◆ Extracted entries:
=======

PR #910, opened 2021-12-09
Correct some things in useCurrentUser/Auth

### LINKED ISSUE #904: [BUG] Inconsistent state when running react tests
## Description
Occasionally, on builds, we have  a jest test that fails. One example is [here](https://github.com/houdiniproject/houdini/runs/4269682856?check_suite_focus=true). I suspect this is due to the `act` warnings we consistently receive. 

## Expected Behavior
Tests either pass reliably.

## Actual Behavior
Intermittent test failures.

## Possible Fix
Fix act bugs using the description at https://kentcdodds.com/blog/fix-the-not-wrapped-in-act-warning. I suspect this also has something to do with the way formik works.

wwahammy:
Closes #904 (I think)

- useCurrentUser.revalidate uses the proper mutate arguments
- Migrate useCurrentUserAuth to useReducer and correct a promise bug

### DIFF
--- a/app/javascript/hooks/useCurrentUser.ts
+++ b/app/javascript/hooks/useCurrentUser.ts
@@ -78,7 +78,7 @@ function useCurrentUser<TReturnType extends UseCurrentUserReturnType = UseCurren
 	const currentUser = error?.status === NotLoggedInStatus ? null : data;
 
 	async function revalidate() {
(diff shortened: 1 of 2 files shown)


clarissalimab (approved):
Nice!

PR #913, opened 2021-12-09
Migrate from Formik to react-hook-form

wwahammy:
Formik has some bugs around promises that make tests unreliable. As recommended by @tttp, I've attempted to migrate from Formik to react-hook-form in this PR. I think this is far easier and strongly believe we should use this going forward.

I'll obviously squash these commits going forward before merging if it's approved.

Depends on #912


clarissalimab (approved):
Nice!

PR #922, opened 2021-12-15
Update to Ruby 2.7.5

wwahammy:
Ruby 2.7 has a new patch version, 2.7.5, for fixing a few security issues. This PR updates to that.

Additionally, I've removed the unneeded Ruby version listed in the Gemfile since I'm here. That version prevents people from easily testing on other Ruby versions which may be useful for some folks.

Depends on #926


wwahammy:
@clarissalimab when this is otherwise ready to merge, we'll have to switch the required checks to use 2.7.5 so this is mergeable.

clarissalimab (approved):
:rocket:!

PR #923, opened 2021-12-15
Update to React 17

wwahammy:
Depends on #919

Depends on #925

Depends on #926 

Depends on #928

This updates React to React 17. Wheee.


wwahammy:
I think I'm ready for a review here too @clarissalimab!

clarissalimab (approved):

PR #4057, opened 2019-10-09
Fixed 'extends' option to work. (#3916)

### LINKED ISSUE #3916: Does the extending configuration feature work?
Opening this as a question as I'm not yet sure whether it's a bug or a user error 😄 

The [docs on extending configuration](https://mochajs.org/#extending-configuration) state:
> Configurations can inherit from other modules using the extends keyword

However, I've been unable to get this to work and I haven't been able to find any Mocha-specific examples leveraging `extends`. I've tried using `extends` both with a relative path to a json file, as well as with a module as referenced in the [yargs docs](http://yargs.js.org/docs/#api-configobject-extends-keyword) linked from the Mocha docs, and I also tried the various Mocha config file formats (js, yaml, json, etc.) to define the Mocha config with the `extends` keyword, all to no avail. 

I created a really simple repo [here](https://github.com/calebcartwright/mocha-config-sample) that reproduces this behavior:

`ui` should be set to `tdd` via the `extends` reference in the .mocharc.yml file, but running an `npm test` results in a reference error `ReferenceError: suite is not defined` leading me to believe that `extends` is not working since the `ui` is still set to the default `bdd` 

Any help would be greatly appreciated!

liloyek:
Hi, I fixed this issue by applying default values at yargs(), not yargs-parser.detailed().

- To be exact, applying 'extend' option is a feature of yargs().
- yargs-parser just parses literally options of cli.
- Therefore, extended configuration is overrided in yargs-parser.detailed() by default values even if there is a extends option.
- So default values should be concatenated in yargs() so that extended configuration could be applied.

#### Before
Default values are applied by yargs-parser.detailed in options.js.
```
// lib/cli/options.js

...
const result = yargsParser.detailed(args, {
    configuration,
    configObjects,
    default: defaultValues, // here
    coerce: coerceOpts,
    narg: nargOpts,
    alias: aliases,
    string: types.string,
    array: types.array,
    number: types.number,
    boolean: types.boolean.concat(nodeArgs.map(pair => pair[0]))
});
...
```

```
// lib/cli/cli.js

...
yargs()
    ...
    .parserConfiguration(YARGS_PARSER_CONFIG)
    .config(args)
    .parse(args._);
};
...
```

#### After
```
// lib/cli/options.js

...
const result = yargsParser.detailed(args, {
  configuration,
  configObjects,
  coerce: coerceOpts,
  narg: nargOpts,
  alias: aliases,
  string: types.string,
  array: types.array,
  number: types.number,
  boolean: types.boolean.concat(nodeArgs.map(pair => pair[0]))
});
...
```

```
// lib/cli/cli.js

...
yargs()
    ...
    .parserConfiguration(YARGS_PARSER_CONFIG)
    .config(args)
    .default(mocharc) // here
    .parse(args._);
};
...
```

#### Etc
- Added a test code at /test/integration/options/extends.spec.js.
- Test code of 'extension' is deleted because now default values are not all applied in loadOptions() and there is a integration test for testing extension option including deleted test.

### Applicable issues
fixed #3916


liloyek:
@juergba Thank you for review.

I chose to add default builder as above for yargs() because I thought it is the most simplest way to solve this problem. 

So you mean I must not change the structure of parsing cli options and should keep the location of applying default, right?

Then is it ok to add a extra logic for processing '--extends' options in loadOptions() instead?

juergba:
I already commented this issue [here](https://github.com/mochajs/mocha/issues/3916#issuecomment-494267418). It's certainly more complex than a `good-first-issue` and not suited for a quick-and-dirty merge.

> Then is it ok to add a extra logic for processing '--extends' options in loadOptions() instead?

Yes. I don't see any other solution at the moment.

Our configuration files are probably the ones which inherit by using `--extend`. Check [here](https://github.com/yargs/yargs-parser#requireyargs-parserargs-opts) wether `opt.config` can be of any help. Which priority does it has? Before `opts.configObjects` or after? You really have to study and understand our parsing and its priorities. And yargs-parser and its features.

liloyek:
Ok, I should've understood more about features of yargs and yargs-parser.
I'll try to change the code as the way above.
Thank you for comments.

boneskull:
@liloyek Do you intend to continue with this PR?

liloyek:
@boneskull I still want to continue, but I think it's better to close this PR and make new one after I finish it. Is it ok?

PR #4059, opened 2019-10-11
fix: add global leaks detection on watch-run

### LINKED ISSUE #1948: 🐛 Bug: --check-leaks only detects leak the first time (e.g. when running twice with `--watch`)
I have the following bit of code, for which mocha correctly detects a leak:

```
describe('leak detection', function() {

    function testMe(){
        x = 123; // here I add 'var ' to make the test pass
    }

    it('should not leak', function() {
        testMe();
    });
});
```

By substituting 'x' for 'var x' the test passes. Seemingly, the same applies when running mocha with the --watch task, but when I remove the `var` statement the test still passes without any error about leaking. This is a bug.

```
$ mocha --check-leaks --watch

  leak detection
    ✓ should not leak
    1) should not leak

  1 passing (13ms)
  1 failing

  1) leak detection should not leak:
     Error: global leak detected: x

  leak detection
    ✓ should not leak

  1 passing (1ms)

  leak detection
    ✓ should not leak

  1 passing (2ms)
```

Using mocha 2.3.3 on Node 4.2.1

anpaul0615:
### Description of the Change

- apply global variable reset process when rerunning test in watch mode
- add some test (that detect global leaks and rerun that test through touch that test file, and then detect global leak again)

=======

◆ What this task involves: In the listing above, find the line containing "this is mergeable." and the line containing "### LINKED ISSUE #3916: Does". Output them and every line between, exactly, and nothing else.

◆ Completed exercise:
@clarissalimab when this is otherwise ready to merge, we'll have to switch the required checks to use 2.7.5 so this is mergeable.

clarissalimab (approved):
:rocket:!

PR #923, opened 2021-12-15
Update to React 17

wwahammy:
Depends on #919

Depends on #925

Depends on #926 

Depends on #928

This updates React to React 17. Wheee.


wwahammy:
I think I'm ready for a review here too @clarissalimab!

clarissalimab (approved):

PR #4057, opened 2019-10-09
Fixed 'extends' option to work. (#3916)

### LINKED ISSUE #3916: Does the extending configuration feature work?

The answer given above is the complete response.